*THE TASK:* Beginning with the first line, please repeat the entries exactly and end on the line that contains "Should fix https://github.com/apache/buildstream/issues/1766".

*PROVIDED MATERIAL:*
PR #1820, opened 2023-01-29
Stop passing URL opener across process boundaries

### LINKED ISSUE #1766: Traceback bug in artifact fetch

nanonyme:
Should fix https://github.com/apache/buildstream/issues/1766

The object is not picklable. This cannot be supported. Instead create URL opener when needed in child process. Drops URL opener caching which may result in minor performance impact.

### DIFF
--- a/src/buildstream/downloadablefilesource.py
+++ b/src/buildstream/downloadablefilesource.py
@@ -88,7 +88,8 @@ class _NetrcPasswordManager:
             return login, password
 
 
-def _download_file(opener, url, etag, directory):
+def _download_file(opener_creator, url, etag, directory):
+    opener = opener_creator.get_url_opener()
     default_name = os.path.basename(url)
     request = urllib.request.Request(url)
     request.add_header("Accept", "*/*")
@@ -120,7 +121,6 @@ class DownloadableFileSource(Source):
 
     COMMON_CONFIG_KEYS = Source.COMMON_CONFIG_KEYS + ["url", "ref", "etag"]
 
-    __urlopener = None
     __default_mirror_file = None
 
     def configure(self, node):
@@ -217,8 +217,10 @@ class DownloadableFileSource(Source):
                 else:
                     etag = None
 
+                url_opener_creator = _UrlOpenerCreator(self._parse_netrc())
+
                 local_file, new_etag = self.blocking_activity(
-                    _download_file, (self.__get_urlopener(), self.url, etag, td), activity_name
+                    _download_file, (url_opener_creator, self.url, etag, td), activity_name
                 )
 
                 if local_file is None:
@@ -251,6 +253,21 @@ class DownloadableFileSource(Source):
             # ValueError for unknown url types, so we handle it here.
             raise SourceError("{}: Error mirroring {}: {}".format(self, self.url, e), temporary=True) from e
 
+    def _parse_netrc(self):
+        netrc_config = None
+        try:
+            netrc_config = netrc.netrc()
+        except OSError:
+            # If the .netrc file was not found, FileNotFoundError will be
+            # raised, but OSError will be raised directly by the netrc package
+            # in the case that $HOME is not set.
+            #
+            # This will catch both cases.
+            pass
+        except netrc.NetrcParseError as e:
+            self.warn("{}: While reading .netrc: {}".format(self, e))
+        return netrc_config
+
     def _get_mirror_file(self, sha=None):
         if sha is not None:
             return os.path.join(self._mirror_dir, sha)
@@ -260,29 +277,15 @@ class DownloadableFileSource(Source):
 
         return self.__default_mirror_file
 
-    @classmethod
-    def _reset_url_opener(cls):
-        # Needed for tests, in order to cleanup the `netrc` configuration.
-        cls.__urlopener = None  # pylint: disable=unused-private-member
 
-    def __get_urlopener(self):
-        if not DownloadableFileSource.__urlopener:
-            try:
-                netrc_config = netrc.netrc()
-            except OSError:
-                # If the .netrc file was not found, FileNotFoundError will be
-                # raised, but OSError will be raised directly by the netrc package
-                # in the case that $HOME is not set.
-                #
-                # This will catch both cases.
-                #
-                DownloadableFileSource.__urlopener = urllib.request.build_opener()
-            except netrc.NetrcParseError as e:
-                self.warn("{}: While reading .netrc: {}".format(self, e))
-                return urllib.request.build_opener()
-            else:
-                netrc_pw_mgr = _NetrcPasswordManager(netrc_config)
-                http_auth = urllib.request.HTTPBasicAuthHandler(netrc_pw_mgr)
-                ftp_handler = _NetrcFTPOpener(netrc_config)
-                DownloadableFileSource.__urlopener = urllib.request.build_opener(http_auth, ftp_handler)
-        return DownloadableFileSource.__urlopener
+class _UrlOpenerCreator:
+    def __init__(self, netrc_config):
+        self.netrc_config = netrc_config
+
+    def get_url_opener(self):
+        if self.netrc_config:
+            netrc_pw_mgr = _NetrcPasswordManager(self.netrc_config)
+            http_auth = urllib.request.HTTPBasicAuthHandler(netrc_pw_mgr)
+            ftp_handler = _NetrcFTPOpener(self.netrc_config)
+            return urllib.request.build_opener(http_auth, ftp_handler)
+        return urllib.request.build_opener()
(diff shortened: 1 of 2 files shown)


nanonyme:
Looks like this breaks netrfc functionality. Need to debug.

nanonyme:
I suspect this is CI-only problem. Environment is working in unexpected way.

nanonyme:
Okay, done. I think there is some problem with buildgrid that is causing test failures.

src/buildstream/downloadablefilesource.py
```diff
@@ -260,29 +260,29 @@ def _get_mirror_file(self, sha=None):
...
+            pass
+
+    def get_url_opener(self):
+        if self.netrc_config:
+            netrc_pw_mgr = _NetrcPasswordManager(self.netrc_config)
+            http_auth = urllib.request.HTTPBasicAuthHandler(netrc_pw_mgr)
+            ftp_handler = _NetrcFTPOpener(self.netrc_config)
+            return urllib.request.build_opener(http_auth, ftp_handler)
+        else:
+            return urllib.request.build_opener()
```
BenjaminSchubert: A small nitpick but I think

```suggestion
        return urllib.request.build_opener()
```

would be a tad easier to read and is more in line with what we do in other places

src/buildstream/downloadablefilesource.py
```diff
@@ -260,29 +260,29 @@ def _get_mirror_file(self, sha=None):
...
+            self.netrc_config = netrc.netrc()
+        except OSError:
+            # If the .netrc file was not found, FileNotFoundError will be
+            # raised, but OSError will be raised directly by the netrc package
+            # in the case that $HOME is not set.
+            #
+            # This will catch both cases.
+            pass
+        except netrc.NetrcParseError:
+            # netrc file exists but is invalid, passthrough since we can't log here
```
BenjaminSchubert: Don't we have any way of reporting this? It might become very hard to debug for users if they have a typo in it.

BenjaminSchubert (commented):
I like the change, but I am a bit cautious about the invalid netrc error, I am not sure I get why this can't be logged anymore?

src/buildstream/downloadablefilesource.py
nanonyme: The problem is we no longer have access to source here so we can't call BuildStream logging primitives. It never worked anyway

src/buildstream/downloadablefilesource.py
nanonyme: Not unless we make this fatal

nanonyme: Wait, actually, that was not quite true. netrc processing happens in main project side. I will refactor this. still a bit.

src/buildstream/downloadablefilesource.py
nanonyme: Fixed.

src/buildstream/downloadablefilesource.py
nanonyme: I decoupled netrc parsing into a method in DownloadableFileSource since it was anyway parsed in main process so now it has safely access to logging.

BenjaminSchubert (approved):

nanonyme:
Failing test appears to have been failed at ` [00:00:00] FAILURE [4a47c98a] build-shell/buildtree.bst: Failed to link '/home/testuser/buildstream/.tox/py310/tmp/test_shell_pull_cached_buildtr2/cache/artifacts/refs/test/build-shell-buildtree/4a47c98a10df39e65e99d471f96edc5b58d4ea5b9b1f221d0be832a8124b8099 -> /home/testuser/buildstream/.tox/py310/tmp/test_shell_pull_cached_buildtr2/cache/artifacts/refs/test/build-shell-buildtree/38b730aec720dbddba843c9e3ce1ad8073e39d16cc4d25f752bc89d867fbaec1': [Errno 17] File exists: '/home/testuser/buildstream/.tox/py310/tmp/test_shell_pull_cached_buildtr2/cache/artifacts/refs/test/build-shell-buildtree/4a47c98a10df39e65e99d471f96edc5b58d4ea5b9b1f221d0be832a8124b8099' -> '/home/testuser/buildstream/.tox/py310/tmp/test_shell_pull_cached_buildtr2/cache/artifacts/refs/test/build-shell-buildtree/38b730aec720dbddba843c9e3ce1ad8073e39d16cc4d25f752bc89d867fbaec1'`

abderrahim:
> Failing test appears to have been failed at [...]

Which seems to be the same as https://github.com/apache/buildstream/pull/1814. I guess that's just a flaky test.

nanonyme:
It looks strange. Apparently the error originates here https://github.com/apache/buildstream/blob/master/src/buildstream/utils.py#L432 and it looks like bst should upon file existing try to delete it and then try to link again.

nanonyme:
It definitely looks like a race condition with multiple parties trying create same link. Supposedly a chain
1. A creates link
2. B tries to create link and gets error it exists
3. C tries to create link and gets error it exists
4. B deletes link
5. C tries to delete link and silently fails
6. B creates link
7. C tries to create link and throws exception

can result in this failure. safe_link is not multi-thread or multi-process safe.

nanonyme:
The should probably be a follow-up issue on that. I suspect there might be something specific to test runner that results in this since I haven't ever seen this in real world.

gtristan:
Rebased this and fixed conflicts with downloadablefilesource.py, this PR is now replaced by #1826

*ANSWER TO THE EXERCISE:*
PR #1820, opened 2023-01-29
Stop passing URL opener across process boundaries

### LINKED ISSUE #1766: Traceback bug in artifact fetch

nanonyme:
Should fix https://github.com/apache/buildstream/issues/1766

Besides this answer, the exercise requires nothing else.